What you have to do. Where the string "curl" occurs in a line of the entries below, copy that line.

(Collected data entries)
PR #1651, opened 2026-08-21
[MUSA] Add platform support

froststeam:
## Summary

Add MUSA platform support for SGLang-Omni and align selected CUDA-compatible runtime paths with the platform abstraction.

This PR includes:

- MUSA Omni platform registration and device setup
- MUSA platform export through `sglang_omni.vendor.sglang.utils`
- platform-gated fused QK-norm RoPE selection, with MUSA using the native QK-norm + RoPE path when the CUDA-only AOT op is unavailable
- CUDA/MUSA backend checks for MiniMax-Music3 and MOSS-TTS sampling graph paths
- MUSA-safe Voxtral voice embedding load by reading checkpoint tensors on CPU before moving them to the target device

## Testing

```bash
pre-commit run --all-files
```

Result: passed.

## Model benchmark summary

Environment: MUSA backend, containerized SGLang-Omni development environment. TTS/ASR dataset uses SeedTTS EN.

All commands below use public model IDs and upstream entrypoints, and are intended to run from the SGLang-Omni repository root after dependencies are installed.

### Qwen/Qwen3-TTS-12Hz-0.6B-Base

Start command:

```bash
  --model-path Qwen/Qwen3-TTS-12Hz-0.6B-Base \
  --model-name Qwen/Qwen3-TTS-12Hz-0.6B-Base \
  --config examples/configs/qwen3_tts_0_6b.yaml \
  --port 8000
```

Benchmark command:

```bash
  --generate-only --use-existing-server \
  --port 8000 \
  --lang en \
  --max-concurrency 16 \
  --output-dir results/qwen3_tts_0_6b_musa_perf
```

Result:

```text
Model: Qwen/Qwen3-TTS-12Hz-0.6B-Base
Concurrency: 16
Completed requests: 1088
Failed requests: 0
Latency mean (s): 3.436
Latency p95 (s): 3.889
RTF mean: 0.8439
Audio throughput (s/s): 17.395
Output throughput (tok/s): 217.400
Throughput (req/s): 4.053
```

### mistralai/Voxtral-4B-TTS-2603

Start command:

```bash
  --model-path mistralai/Voxtral-4B-TTS-2603 \
  --model-name mistralai/Voxtral-4B-TTS-2603 \
  --config examples/configs/voxtral_tts.yaml \
  --torch-compile off \
  --port 8000
```

Benchmark command:

```bash
  --generate-only --use-existing-server \
  --model mistralai/Voxtral-4B-TTS-2603 \
  --port 8000 \
  --lang en \
  --no-ref-audio \
  --voice cheerful_female \
  --max-new-tokens 4096 \
  --max-concurrency 16 \
  --output-dir results/voxtral_tts_4b_musa_perf
```

Result:

```text
Model: mistralai/Voxtral-4B-TTS-2603
Concurrency: 16
Completed requests: 1088
Failed requests: 0
Latency mean (s): 2.897
Latency p95 (s): 4.380
RTF mean: 0.5068
Audio throughput (s/s): 31.498
Output throughput (tok/s): 393.700
Throughput (req/s): 5.493
```

### Qwen/Qwen3-ASR-1.7B

Start command:

```bash
  --port 8000
```

Benchmark command:

```bash
  --port 8000 \
  --concurrencies 32 \
  --repeats 3 \
  --warmup \
  --output results/qwen3_asr_bench/bench_c32.json \
  --save-raw-dir results/qwen3_asr_bench/raw_c32
```

Result:

```text
Model: Qwen/Qwen3-ASR-1.7B
Concurrency: 32
Evaluated requests: 3264/3264
Throughput (samples/s): 92.930
Latency mean (s): 0.341
Latency p95 (s): 0.452
RTFx: 440.126
WER: 0.0122
```

### Qwen/Qwen3-Omni-30B-A3B-Instruct-FP8

Start command:

```bash
  --model-path Qwen/Qwen3-Omni-30B-A3B-Instruct-FP8 \
  --model-name qwen3-omni \
  --port 8000
```

Benchmark command:

```bash
curl -s http://127.0.0.1:8000/v1/chat/completions \
  -d '{
    "model": "qwen3-omni",
    "messages": [
      {
        "role": "user",
        "content": "How many cars are there in the picture? Answer with one number."
      }
    ],
    "images": ["tests/data/cars.jpg"],
    "modalities": ["text"],
    "max_tokens": 32
  }'
```

Result:

```text
Model: Qwen/Qwen3-Omni-30B-A3B-Instruct-FP8
Task: image understanding
Requests: 8
Successful responses: 8/8
Answer: 4
Latency mean (s): 0.464
Latency p50 (s): 0.462
Latency p90 (s): 0.465
Completion throughput (tok/s): 4.314
```

### MiniMaxAI/MiniMax-Music3

Start command:

```bash
  --model-path MiniMaxAI/MiniMax-Music3 \
  --model-name MiniMaxAI/MiniMax-Music3 \
  --port 8000
```

Benchmark command:

```bash
curl -X POST http://127.0.0.1:8000/v1/audio/speech \
  -d '{"model":"MiniMaxAI/MiniMax-Music3","input":"[Verse]\nA small dog dances in the sun\n[Chorus]\nRound and round, having fun","instructions":"A short cheerful pop song with acoustic guitar and light drums","seed":42,"max_new_tokens":128}' \
  --output minimax_music3_smoke.wav
```

Result:

```text
Model: MiniMaxAI/MiniMax-Music3
Requests: 3
Successful responses: 3/3
Latency mean (s): 3.076
Latency p50 (s): 2.933
Output WAV bytes: 326984
```

## Notes

```text
MOSS-TTS-Local-Transformer-v1.5 is excluded from passing benchmark claims. The saved run had 0/1088 successful requests due to request/reference-audio formatting, not a completed performance result.
Video/audio multimodal smoke is excluded from passing benchmark claims because the saved run failed in video decoding before model inference.
MiniMax-Music3 does not currently have a dedicated repository benchmark harness; the recorded result is endpoint latency over successful /v1/audio/speech requests.
```


sglang_omni/platforms/__init__.py
```diff
@@ -1,16 +1,19 @@
 import os
 import pkgutil
 
+try:
+    import torchada  # noqa: F401
+except ImportError:
+    pass
```
yeahdongcn: Remove

sglang_omni/platforms/__init__.py
```diff
@@ -1,16 +1,19 @@
...
 import torch
 from sglang.srt import platforms as srt_platforms
 from sglang.srt.platforms.interface import SRTPlatform
 
 from sglang_omni.platforms.cpu import CPUOmniPlatform
-from sglang_omni.platforms.cuda import CUDAOmniPlatform
+from sglang_omni.platforms.cuda import CUDAOmniPlatform, ROCMOmniPlatform
```
yeahdongcn: Revert

sglang_omni/platforms/__init__.py
```diff
@@ -21,14 +24,6 @@ def _is_npu_available() -> bool:
     return bool(npu.is_available())
 
 
-def _is_xpu_available() -> bool:
-    try:
-        xpu = torch.xpu
-    except AttributeError:
-        return False
-    return bool(xpu.is_available())
```
yeahdongcn, line 29: Revert and keep xpu as is.

sglang_omni/platforms/musa.py
```diff
@@ -0,0 +1,21 @@
...
+    device_name = "musa"
+    device_type = "musa"
+
+    def get_fused_qk_norm_rope(self):
+        # sgl-kernel's AOT fused_qk_norm_rope op is CUDA-only today.
+        # Use the native QK-norm + RoPE path on MUSA.
+        return None
+
+    def set_device(self, device: torch.device | int) -> None:
+        torch.musa.set_device(device)
```
yeahdongcn: Please check if this can be removed: https://github.com/MooreThreads/torchada/blob/main/src/torchada/cuda/__init__.py#L63

sglang_omni/models/voxtral_tts/pipeline/stages.py
```diff
@@ -229,10 +229,10 @@ def _load_voxtral_voice_embeddings(
         name = fname.removesuffix(".pt")
         emb = torch.load(
             os.path.join(voice_dir, fname),
-            map_location=device,
+            map_location="cpu",
```
yeahdongcn: Why change this?

sglang_omni/platforms/musa.py
```diff
@@ -0,0 +1,21 @@
...
+import torch
+from sglang.srt.platforms.device_mixin import PlatformEnum
+
+from sglang_omni.platforms.cuda import CUDAOmniPlatform
+
+
+class MUSAOmniPlatform(CUDAOmniPlatform):
+    _enum = PlatformEnum.MUSA
+    device_name = "musa"
+    device_type = "musa"
```
yeahdongcn, line 24: Do we need any additional handling for `MUSA_VISIBLE_DEVICES` and backend selection?

sglang_omni/platforms/musa.py
froststeam: `torch.cuda.set_device()` works on MUSA after torchada is imported and its CUDA-to-MUSA patch is applied.

The reason I kept this override is the initialization order: SGLang-Omni stage workers call `current_platform.set_device()` very early during startup. If the CUDA implementation is reused before torchada patching is guaranteed in that child process, it can hit native `torch.cuda.set_device()` and fail with `_cuda_setDevice` missing.

So this is mainly to avoid an early import-order dependency, not because torchada's patched `torch.cuda.set_device()` itself is wrong.

sglang_omni/models/voxtral_tts/pipeline/stages.py
froststeam: This is for checkpoint compatibility.

The voice embedding `.pt` files may contain tensors saved from CUDA devices. In a MUSA-only runtime, loading them directly with `map_location=device` can still hit CUDA deserialization first and fail because `torch.cuda.is_available()` is false.

So we load the small voice embedding tensors to CPU first, then explicitly move them to the target device:

`torch.load(..., map_location="cpu")`
`emb.to(device=device, dtype=torch.bfloat16)`

This avoids CUDA storage deserialization issues while keeping the final tensor placement unchanged.

yeahdongcn: How about handling MUSA as a special case here? We can use the `current_platform` check to set the device to CPU only for MUSA, while keeping the behavior unchanged for other platforms.

sglang_omni/platforms/musa.py
froststeam: No additional handling is needed in SGLang-Omni now. I moved this compatibility into torchada.

For device visibility, torchada now provides a global fallback:
https://github.com/froststeam/torchada/blob/62da0a2adbd38e90b10083d8ddfdf1d048304162/src/torchada/_patch.py#L68-L71

So if `CUDA_VISIBLE_DEVICES` is set but `MUSA_VISIBLE_DEVICES` is not, importing torchada will populate `MUSA_VISIBLE_DEVICES`.

sglang_omni/vendor/sglang/utils.py
```diff
@@ -26,5 +27,6 @@
     "is_flashinfer_available",
     "is_non_idle_and_non_empty",
     "is_npu",
+    "is_musa",
```
yeahdongcn: Nit: Keep the alphabetical order, consistent with the imports.

sglang_omni/platforms/musa.py
yeahdongcn: What about backend selection? https://github.com/sgl-project/sglang-omni/blob/main/sglang_omni/platforms/cuda.py#L90

sglang_omni/models/voxtral_tts/pipeline/stages.py
froststeam: Updated. Now this CPU load path is only used for MUSA:

`map_location = "cpu" if current_platform.is_musa() else device`

Other platforms keep the previous behavior with `map_location=device`. I also added a unit test to cover both MUSA and non-MUSA map_location selection.

sglang_omni/platforms/musa.py
froststeam: Good catch. CUDA may choose model-specific backends like `cutlass` / `flashinfer_cutlass` there, which should not be inherited by MUSA.

I added an override in `MUSAOmniPlatform` to keep MUSA backends as `auto`.

yeahdongcn (approved):

sglang_omni/platforms/__init__.py
```diff
@@ -49,6 +50,8 @@ def _as_omni_platform(platform: SRTPlatform) -> OmniPlatform:
         return CUDAOmniPlatform()
     if platform.is_rocm():
         return ROCMOmniPlatform()
+    if platform.is_musa():
```
Ratish1: This branch only handles a MUSA-aware SGLang platform object, but pinned SGLang provides none. Add the SGLang `is_musa()` detector to the existing unresolved-base fallback so the default MUSA installation can reach `MUSAOmniPlatform`.

sglang_omni/platforms/musa.py
```diff
@@ -0,0 +1,36 @@
...
+from __future__ import annotations
+
+import torch
+from sglang.srt.platforms.device_mixin import PlatformEnum
+
+from sglang_omni.platforms.cuda import CUDAOmniPlatform
+from sglang_omni.platforms.interface import OmniPlatform
+
+
+class MUSAOmniPlatform(CUDAOmniPlatform):
```
Ratish1, line 21: Spawned workers construct this class directly from `SGLANG_OMNI_PLATFORM_SPEC`. Call the SGLang `is_musa()` detector during construction so TorchADA is applied before inherited `torch.cuda` operations run, and fail if it is unavailable.

sglang_omni/platforms/musa.py
```diff
@@ -0,0 +1,36 @@
...
+        # Use the native QK-norm + RoPE path on MUSA.
+        return None
+
+    def apply_model_worker_backend_policy(
+        self,
+        server_args: ServerArgs,
+        model_config: ModelConfig,
+        model_arch_override: str | None,
+    ) -> str | None:
+        if hasattr(server_args, "moe_runner_backend"):
```
Ratish1: dont use hasattr

sglang_omni/platforms/musa.py
```diff
@@ -0,0 +1,36 @@
...
+    device_name = "musa"
+    device_type = "musa"
+
+    def get_device(self, local_rank: int) -> torch.device:
+        return torch.device("musa", local_rank)
+
+    def get_fused_qk_norm_rope(self):
+        # sgl-kernel's AOT fused_qk_norm_rope op is CUDA-only today.
+        # Use the native QK-norm + RoPE path on MUSA.
+        return None
```
Ratish1, line 29: Add `enable_code2wav_graph() -> False`; the current graph runner rejects `device.type == "musa"`, while MUSA inherits `True` from CUDA.

sglang_omni/platforms/musa.py
```diff
@@ -0,0 +1,36 @@
...
+from sglang.srt.platforms.device_mixin import PlatformEnum
+
+from sglang_omni.platforms.cuda import CUDAOmniPlatform
+from sglang_omni.platforms.interface import OmniPlatform
+
+
+class MUSAOmniPlatform(CUDAOmniPlatform):
+    _enum = PlatformEnum.MUSA
+    device_name = "musa"
+    device_type = "musa"
```
Ratish1, line 24: Use `obj.device.type` in `_tensor_devices()`. TorchADA makes MUSA tensors report `is_cuda=True`, so the current check classifies them as CUDA and `outbound_payload()` rejects them against `device_type="musa"`.

sglang_omni/models/moss_tts/sglang_model.py
```diff
@@ -390,8 +391,8 @@ def is_sampling_cuda_graph_compatible(data: Any) -> bool:
         return matches_graph_profile(data)
 
     def _sampling_graph_support_reason(self) -> str | None:
-        if self.device.type != "cuda" or not torch.cuda.is_available():
-            return "CUDA is unavailable"
+        if not (current_platform.is_cuda() or current_platform.is_musa()):
```
Ratish1, line 394: MUSA is enabled here, but `MossTTSDelaySamplingCudaGraphRunner.clear()` still releases cache only for literal CUDA. Update `clear()` to use the active device module for CUDA and MUSA.

sglang_omni/platforms/musa.py
```diff
@@ -0,0 +1,36 @@
...
+
+    def apply_model_worker_backend_policy(
+        self,
+        server_args: ServerArgs,
+        model_config: ModelConfig,
+        model_arch_override: str | None,
+    ) -> str | None:
+        if hasattr(server_args, "moe_runner_backend"):
+            server_args.moe_runner_backend = "auto"
+        if hasattr(server_args, "fp8_gemm_runner_backend"):
```
Ratish1: dont use hasattr

sglang_omni/platforms/musa.py
froststeam: Fixed. I import torchada in the MUSA platform module so workers created from SGLANG_OMNI_PLATFORM_SPEC get the CUDA-compatible patches as well.

sglang_omni/platforms/musa.py
froststeam: I kept this enabled and updated the graph runner to accept MUSA devices. The runner still uses the existing torch.cuda graph APIs, which TorchADA maps for MUSA.

sglang_omni/platforms/musa.py
froststeam: Fixed by checking device.type == "musa" before is_cuda, since TorchADA MUSA tensors also report is_cuda=True.

sglang_omni/models/moss_tts/sglang_model.py
froststeam: Fixed. clear() now uses torch.get_device_module(self.model.device) instead of hardcoded torch.cuda.

sglang_omni/platforms/musa.py
froststeam: Fixed, removed the hasattr checks.

sglang_omni/platforms/musa.py
froststeam: Fixed, removed the hasattr checks.

sglang_omni/platforms/__init__.py
froststeam: Thanks for pointing this out. The SGLang-side MUSA platform support is being upstreamed here: https://github.com/sgl-project/sglang/pull/35855

Before that lands, this PR should still be safe for other platforms: the MUSA path is only selected when SGLang reports a MUSA platform, and I can keep the MUSA import lazy so CPU/CUDA/ROCm won’t import torchada or hit this path.

It would be great if we can merge this Omni-side support first.

sglang_omni/platforms/musa.py
```diff
@@ -0,0 +1,41 @@
...
+
+    def apply_model_worker_backend_policy(
+        self,
+        server_args: ServerArgs,
+        model_config: ModelConfig,
+        model_arch_override: str | None,
+    ) -> str | None:
+        server_args.moe_runner_backend = "auto"
+        server_args.fp8_gemm_runner_backend = "auto"
+        return OmniPlatform.apply_model_worker_backend_policy(
```
Ratish1: nit: we dont need these assignments, can we do it like this?

```suggestion
        return OmniPlatform.apply_model_worker_backend_policy(
```

Ratish1 (approved):
LGTM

Output.
curl -s http://127.0.0.1:8000/v1/chat/completions \
curl -X POST http://127.0.0.1:8000/v1/audio/speech \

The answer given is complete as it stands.